## What the task asks
Of the material below, the lines to be retyped are those from the line containing "--- a/src/infra/update-managed-service-handoff-retarget.test.ts" through the line containing "as tmpDir from", inclusive; reproduce them exactly.

####

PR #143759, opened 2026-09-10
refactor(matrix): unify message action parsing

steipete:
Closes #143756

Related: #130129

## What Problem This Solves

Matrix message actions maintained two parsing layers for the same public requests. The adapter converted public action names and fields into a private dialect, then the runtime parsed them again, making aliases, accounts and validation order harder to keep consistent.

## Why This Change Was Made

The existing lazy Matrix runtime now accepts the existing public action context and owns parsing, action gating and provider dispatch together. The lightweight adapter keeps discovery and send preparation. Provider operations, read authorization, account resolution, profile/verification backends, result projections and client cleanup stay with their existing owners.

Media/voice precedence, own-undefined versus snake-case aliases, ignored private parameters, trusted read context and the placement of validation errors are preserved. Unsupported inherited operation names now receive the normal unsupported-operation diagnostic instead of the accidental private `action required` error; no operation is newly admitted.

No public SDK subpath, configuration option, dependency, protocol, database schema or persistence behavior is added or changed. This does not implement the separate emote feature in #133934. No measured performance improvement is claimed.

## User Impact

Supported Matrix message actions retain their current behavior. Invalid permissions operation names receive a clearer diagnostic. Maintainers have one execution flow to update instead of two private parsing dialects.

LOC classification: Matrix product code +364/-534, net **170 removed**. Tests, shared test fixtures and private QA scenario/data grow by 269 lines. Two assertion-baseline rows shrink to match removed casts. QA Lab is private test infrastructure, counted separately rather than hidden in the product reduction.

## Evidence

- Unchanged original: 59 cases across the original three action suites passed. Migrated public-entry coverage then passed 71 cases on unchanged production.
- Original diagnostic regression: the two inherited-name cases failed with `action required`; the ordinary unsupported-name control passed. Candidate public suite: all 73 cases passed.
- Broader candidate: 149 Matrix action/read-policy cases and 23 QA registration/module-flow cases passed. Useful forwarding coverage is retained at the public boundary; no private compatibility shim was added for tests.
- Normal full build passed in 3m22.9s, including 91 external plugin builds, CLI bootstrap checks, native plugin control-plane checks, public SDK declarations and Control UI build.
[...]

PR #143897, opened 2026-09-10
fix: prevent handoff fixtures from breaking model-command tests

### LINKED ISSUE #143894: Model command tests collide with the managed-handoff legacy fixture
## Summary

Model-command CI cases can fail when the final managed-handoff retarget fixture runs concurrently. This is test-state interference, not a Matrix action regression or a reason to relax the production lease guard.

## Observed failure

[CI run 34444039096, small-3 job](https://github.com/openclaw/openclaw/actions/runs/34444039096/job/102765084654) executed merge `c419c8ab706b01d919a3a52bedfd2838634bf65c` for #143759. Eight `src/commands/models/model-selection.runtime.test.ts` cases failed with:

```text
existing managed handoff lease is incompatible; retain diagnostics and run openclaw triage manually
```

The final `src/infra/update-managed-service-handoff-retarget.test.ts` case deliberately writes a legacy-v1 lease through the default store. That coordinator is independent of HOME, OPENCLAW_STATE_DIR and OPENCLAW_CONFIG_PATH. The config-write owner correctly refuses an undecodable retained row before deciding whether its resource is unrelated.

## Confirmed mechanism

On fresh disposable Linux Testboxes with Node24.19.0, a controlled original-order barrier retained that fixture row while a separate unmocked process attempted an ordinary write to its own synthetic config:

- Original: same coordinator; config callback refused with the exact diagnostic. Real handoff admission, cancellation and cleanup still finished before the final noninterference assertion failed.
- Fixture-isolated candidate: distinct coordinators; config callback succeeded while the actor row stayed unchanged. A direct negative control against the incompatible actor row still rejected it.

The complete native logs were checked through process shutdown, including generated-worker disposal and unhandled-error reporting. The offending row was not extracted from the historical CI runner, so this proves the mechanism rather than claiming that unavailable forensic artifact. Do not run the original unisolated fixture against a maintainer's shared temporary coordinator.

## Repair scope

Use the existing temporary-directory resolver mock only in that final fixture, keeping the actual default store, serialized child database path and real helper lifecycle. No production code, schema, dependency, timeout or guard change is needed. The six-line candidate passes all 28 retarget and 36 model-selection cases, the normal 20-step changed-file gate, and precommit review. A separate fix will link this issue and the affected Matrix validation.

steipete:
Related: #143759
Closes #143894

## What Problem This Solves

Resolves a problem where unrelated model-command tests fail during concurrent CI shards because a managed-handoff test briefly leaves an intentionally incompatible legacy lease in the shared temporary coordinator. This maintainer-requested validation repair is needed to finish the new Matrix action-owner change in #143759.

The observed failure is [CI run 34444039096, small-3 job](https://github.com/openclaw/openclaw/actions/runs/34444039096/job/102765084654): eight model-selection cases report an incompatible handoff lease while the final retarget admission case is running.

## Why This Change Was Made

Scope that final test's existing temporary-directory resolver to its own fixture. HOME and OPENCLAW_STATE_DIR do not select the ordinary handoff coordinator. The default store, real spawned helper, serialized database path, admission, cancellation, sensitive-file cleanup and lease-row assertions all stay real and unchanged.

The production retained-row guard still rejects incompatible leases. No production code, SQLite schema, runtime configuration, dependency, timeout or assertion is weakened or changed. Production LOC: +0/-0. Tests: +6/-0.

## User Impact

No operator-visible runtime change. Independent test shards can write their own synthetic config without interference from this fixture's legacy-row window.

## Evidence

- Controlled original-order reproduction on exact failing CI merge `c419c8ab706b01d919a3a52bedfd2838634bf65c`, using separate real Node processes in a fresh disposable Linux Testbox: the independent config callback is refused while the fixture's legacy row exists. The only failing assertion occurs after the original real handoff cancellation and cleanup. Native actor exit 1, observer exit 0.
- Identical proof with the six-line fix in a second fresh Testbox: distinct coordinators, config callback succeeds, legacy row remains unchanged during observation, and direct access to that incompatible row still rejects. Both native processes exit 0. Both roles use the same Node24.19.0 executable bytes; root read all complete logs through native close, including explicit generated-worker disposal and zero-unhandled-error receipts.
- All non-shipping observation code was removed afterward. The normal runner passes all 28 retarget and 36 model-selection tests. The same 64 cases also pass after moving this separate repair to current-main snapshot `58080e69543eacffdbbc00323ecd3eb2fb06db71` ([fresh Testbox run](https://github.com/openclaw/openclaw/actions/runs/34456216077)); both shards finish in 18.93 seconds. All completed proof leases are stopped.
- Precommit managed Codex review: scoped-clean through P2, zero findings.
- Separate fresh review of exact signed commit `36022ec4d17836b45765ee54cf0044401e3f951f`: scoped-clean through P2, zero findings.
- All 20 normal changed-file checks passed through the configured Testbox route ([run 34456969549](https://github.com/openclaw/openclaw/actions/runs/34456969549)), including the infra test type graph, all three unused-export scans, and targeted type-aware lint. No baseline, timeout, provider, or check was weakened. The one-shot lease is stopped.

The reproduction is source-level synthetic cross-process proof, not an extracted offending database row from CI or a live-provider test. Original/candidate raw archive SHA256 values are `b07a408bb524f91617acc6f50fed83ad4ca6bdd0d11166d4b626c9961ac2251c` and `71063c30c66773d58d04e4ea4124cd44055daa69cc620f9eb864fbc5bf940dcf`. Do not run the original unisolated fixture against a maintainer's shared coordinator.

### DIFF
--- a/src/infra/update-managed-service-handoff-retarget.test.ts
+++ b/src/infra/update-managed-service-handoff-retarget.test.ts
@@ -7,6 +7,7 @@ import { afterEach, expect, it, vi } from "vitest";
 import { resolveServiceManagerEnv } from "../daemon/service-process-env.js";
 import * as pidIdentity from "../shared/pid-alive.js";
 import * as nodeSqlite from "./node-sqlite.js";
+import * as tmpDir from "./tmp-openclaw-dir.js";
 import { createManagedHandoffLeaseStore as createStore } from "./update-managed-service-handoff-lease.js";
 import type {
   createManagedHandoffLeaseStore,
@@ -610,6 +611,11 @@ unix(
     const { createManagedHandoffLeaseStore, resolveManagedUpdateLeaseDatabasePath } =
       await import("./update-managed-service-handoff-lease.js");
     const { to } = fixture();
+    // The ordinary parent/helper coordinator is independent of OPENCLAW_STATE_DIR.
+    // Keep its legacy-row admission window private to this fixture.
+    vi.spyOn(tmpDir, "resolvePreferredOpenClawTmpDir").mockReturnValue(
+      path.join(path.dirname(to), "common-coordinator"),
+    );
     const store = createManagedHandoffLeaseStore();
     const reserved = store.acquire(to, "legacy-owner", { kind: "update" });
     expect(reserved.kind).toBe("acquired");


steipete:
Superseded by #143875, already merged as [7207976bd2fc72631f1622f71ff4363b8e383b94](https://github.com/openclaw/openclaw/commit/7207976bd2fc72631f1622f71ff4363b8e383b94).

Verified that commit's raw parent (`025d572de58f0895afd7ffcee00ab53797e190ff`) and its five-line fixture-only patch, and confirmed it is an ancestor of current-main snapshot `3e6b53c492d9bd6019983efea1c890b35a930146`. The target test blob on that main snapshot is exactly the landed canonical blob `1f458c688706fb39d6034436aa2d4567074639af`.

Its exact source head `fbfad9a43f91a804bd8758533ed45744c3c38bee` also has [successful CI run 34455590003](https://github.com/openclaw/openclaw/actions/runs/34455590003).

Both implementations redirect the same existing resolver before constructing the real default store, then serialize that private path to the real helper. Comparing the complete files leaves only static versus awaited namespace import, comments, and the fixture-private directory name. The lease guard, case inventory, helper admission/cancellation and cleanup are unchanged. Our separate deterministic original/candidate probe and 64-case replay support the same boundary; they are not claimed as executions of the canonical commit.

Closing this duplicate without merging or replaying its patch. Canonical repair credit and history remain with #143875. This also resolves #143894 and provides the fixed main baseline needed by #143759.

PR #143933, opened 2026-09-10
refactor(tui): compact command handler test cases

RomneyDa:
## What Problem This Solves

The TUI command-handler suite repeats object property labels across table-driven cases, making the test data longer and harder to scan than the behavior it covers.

####

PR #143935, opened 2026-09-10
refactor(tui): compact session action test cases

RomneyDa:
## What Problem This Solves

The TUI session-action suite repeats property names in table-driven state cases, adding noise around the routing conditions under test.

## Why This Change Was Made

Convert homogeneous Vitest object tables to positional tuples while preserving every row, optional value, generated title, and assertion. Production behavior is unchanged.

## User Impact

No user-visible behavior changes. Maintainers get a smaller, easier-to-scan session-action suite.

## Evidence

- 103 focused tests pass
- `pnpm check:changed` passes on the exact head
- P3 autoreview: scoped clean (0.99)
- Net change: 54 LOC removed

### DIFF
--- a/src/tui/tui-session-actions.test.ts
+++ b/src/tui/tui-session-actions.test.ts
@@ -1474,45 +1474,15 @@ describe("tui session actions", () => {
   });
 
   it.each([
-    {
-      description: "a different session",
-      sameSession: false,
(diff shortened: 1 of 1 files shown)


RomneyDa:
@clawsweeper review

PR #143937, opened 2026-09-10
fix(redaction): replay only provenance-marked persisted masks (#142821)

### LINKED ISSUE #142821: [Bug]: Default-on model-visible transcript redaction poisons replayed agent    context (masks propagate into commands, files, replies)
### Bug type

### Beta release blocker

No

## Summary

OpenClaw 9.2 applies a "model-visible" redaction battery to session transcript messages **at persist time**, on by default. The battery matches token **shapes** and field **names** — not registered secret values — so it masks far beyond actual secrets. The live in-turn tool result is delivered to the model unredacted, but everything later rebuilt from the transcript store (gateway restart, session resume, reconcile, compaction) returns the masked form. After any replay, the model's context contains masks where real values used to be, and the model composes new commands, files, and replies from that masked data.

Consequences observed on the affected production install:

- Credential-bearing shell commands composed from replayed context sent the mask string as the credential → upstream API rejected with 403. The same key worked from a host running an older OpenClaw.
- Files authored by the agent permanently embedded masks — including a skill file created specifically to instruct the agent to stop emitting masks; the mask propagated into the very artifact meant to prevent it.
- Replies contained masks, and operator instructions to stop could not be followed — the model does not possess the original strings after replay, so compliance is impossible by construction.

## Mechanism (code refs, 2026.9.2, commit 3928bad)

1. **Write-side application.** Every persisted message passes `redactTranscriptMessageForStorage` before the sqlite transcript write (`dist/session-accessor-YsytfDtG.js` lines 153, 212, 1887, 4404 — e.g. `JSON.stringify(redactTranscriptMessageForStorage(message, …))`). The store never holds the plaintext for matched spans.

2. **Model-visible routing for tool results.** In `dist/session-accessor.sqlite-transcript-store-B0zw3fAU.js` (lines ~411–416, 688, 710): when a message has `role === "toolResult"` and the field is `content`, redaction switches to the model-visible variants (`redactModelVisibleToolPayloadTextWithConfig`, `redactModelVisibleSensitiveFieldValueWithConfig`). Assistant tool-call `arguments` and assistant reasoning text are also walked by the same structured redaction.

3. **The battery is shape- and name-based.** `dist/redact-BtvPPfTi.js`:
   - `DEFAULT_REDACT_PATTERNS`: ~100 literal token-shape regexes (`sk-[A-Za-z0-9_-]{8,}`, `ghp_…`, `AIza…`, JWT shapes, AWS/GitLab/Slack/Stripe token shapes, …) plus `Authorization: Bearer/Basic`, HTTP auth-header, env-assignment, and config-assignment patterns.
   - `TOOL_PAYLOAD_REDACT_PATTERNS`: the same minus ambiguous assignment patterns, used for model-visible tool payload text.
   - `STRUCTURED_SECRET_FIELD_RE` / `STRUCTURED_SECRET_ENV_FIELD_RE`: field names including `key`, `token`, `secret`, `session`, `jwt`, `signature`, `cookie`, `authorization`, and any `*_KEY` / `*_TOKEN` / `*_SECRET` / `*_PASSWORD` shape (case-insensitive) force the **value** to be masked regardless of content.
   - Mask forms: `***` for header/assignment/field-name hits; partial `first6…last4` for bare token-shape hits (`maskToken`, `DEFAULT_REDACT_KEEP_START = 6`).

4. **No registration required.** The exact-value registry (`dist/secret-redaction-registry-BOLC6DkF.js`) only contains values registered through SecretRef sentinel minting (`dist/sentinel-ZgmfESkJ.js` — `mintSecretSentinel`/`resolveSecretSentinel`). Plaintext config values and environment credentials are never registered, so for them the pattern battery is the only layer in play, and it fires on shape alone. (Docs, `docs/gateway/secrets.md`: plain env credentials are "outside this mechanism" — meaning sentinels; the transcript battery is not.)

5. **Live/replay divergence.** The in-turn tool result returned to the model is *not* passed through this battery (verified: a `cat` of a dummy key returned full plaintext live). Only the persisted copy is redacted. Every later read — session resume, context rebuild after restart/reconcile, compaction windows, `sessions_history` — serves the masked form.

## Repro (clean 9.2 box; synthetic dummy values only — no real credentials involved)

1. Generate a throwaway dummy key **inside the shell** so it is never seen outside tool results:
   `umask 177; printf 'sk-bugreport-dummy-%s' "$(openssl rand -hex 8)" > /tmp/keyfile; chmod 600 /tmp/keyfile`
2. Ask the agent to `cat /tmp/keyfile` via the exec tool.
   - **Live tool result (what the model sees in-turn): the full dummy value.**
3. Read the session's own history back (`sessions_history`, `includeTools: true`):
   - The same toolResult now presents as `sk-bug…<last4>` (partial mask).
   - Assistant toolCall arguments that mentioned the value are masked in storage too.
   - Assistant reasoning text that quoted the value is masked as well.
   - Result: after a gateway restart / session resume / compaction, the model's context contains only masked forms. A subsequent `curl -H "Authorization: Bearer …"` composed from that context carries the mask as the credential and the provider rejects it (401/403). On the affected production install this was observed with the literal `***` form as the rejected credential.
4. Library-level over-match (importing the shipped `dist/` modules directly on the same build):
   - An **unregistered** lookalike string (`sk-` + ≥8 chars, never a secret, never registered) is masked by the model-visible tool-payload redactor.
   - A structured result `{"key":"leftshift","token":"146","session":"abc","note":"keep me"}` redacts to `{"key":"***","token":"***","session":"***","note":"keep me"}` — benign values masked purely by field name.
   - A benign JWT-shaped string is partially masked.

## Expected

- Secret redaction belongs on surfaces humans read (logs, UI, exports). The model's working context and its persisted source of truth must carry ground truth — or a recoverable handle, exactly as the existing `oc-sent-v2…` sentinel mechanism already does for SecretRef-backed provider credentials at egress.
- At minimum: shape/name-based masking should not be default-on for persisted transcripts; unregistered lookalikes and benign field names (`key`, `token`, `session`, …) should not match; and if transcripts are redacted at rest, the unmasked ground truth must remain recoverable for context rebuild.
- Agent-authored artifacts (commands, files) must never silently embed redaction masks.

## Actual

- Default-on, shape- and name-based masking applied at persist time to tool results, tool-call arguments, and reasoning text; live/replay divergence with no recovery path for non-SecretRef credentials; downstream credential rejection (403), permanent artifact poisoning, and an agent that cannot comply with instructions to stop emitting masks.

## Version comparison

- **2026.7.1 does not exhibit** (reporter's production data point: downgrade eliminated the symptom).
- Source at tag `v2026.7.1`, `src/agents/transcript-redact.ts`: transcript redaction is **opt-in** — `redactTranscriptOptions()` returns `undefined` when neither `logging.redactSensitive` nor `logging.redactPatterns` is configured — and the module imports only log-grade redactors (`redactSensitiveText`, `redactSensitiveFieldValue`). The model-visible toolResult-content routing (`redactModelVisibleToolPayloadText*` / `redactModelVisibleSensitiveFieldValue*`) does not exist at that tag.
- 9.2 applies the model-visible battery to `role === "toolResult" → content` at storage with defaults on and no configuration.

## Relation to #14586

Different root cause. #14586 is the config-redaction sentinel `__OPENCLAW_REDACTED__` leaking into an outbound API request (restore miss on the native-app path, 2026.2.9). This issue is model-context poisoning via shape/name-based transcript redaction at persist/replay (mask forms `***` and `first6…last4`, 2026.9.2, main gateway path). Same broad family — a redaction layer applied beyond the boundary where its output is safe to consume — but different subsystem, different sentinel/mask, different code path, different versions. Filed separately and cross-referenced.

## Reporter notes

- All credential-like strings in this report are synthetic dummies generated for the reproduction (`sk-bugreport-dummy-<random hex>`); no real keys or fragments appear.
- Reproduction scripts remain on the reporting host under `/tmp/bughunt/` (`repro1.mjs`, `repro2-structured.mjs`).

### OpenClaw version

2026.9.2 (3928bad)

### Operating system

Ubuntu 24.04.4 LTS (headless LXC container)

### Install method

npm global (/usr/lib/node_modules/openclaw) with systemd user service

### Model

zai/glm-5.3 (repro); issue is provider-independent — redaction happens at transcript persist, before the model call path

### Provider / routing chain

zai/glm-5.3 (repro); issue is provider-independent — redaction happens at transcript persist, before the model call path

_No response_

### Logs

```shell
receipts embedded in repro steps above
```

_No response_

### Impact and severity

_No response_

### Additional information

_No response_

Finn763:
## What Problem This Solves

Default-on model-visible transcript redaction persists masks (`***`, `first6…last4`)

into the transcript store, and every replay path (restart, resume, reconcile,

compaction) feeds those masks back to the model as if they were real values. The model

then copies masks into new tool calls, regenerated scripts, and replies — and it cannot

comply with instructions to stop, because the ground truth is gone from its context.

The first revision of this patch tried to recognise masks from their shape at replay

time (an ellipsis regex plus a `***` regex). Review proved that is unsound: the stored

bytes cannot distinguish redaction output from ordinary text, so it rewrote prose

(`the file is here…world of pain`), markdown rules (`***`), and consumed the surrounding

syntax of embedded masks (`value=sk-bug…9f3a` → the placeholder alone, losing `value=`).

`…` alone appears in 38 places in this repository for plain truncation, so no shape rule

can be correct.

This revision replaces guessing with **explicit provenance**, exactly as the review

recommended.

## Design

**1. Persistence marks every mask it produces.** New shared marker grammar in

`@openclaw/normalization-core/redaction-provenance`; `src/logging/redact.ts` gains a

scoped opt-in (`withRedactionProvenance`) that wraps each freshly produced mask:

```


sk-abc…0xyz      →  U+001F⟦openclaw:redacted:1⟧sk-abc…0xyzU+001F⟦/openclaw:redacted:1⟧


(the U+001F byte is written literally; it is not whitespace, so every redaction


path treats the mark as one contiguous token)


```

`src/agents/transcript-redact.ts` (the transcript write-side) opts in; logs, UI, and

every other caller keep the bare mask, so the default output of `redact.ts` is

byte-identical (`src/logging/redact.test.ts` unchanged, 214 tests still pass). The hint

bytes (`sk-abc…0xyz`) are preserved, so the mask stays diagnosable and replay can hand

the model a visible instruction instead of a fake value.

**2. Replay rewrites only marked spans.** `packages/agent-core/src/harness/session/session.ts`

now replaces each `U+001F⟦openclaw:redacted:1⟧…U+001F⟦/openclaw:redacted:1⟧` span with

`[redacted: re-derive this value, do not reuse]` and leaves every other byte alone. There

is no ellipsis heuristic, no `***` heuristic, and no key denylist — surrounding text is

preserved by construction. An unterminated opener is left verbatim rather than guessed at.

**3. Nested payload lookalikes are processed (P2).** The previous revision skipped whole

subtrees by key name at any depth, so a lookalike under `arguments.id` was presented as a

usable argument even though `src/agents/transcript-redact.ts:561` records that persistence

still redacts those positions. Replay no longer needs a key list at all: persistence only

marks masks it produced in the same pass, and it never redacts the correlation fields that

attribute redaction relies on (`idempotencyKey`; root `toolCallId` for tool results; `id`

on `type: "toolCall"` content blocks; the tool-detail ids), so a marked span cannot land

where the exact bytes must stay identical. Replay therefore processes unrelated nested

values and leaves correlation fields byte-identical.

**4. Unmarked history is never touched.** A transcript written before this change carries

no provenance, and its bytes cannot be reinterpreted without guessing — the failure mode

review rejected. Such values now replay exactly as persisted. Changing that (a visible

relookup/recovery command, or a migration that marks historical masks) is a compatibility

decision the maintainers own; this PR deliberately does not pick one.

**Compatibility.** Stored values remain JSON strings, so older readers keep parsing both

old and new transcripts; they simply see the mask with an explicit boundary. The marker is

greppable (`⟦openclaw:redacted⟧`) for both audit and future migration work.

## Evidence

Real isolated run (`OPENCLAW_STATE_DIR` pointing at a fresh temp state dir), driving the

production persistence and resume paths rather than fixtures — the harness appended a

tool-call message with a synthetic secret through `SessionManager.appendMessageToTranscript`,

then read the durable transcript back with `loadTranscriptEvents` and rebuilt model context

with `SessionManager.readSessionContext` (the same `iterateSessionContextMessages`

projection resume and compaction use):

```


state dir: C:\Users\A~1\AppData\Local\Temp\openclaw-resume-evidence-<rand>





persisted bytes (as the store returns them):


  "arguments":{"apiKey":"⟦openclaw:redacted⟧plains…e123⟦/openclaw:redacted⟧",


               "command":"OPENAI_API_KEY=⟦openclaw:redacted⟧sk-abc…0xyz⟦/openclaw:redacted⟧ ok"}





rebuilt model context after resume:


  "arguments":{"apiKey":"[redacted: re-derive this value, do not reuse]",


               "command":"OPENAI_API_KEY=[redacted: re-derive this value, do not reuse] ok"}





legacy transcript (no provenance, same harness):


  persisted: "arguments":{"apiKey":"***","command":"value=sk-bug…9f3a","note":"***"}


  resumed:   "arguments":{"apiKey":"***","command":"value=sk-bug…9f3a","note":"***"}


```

####

## Result below
--- a/src/infra/update-managed-service-handoff-retarget.test.ts
+++ b/src/infra/update-managed-service-handoff-retarget.test.ts
@@ -7,6 +7,7 @@ import { afterEach, expect, it, vi } from "vitest";
 import { resolveServiceManagerEnv } from "../daemon/service-process-env.js";
 import * as pidIdentity from "../shared/pid-alive.js";
 import * as nodeSqlite from "./node-sqlite.js";
+import * as tmpDir from "./tmp-openclaw-dir.js";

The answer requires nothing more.